PR #596, opened 2015-11-04
Environment Configuration Overrides

nmonterroso:
@Wikia/services-team 
https://wikia-inc.atlassian.net/browse/SERVICES-933

Allow for environment variables to take priority over Consul variables. This is a step towards removing our reliance on Consul (at least for configuration, service-service TBD). Initially I wanted to move the `KeyValueConfig` interface, and the `CustomKeyValueConfig`, `ConsulKeyValueConfig` classes into the `dropwizard` project, but fwiw these configuration classes are being used somewhere outside of pandora (is this still correct @pchojnacki?)


pchojnacki:
@nmonterroso I had some plans to use those classes in deployment plugin but haven't got around to do that. so feel free to do whatever you want with it.

nmonterroso:
Looks like `:lib:consul-config:test` is failing because it detects a file difference with `master` (correctly), but the difference is a deletion, so the tests can't complete. We should ignore this failure.

nmonterroso:
Looks like `:lib:facade-gateway:test` is failing because http://pl.testmediawikigateway.wikia.com is closed

lib/dropwizard/consul/src/main/java/com/wikia/dropwizard/consul/config/ServiceVariableLookup.java
```diff
@@ -10,15 +10,15 @@
 
 import javax.annotation.Nonnull;
 
-public class ConsulVariableLookup extends StrLookup {
+public class ServiceVariableLookup extends StrLookup {
 
   public static final Pattern VARIABLE_PATTERN = Pattern.compile("([\\w_]+)(:(.+))?");
-  public static final String SUBSTITUTOR_PREFIX = "${consul:";
+  public static final String SUBSTITUTOR_PREFIX = "${";
```
drsnyder: Should this constant be moved to `VariableInterpolationBundle`? I don't see it used in this class.

lib/service-config/src/main/java/com/wikia/config/env/CustomKeyValueConfig.java
```diff
@@ -0,0 +1,25 @@
+package com.wikia.config.env;
+
+import com.wikia.config.KeyValueConfig;
+
+import java.util.Map;
+import java.util.Optional;
+
+public class CustomKeyValueConfig implements KeyValueConfig {
```
drsnyder: Minor: should this be `KeyValueConfigMap`? `MapKeyValueConfig`? Something to reflect that it's a map.

drsnyder:
Minor comments. LGTM

lib/dropwizard/consul/src/main/java/com/wikia/dropwizard/consul/config/ServiceVariableLookup.java
nmonterroso: Good catch 8150196

lib/service-config/src/main/java/com/wikia/config/env/CustomKeyValueConfig.java
nmonterroso: Yah I was trying to figure out what to call this thing. I wasn't happy with `CustomKeyValueConfig`. Changed to `MapKeyValueConfig` in 4f83e19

What you should do: Please output the records once more, exactly as they were written.

Exercise answer:
PR #596, opened 2015-11-04
Environment Configuration Overrides

nmonterroso:
@Wikia/services-team 
https://wikia-inc.atlassian.net/browse/SERVICES-933

Allow for environment variables to take priority over Consul variables. This is a step towards removing our reliance on Consul (at least for configuration, service-service TBD). Initially I wanted to move the `KeyValueConfig` interface, and the `CustomKeyValueConfig`, `ConsulKeyValueConfig` classes into the `dropwizard` project, but fwiw these configuration classes are being used somewhere outside of pandora (is this still correct @pchojnacki?)


pchojnacki:
@nmonterroso I had some plans to use those classes in deployment plugin but haven't got around to do that. so feel free to do whatever you want with it.

nmonterroso:
Looks like `:lib:consul-config:test` is failing because it detects a file difference with `master` (correctly), but the difference is a deletion, so the tests can't complete. We should ignore this failure.

nmonterroso:
Looks like `:lib:facade-gateway:test` is failing because http://pl.testmediawikigateway.wikia.com is closed

lib/dropwizard/consul/src/main/java/com/wikia/dropwizard/consul/config/ServiceVariableLookup.java
```diff
@@ -10,15 +10,15 @@
 
 import javax.annotation.Nonnull;
 
-public class ConsulVariableLookup extends StrLookup {
+public class ServiceVariableLookup extends StrLookup {
 
   public static final Pattern VARIABLE_PATTERN = Pattern.compile("([\\w_]+)(:(.+))?");
-  public static final String SUBSTITUTOR_PREFIX = "${consul:";
+  public static final String SUBSTITUTOR_PREFIX = "${";
```
drsnyder: Should this constant be moved to `VariableInterpolationBundle`? I don't see it used in this class.

lib/service-config/src/main/java/com/wikia/config/env/CustomKeyValueConfig.java
```diff
@@ -0,0 +1,25 @@
+package com.wikia.config.env;
+
+import com.wikia.config.KeyValueConfig;
+
+import java.util.Map;
+import java.util.Optional;
+
+public class CustomKeyValueConfig implements KeyValueConfig {
```
drsnyder: Minor: should this be `KeyValueConfigMap`? `MapKeyValueConfig`? Something to reflect that it's a map.

drsnyder:
Minor comments. LGTM

lib/dropwizard/consul/src/main/java/com/wikia/dropwizard/consul/config/ServiceVariableLookup.java
nmonterroso: Good catch 8150196

lib/service-config/src/main/java/com/wikia/config/env/CustomKeyValueConfig.java
nmonterroso: Yah I was trying to figure out what to call this thing. I wasn't happy with `CustomKeyValueConfig`. Changed to `MapKeyValueConfig` in 4f83e19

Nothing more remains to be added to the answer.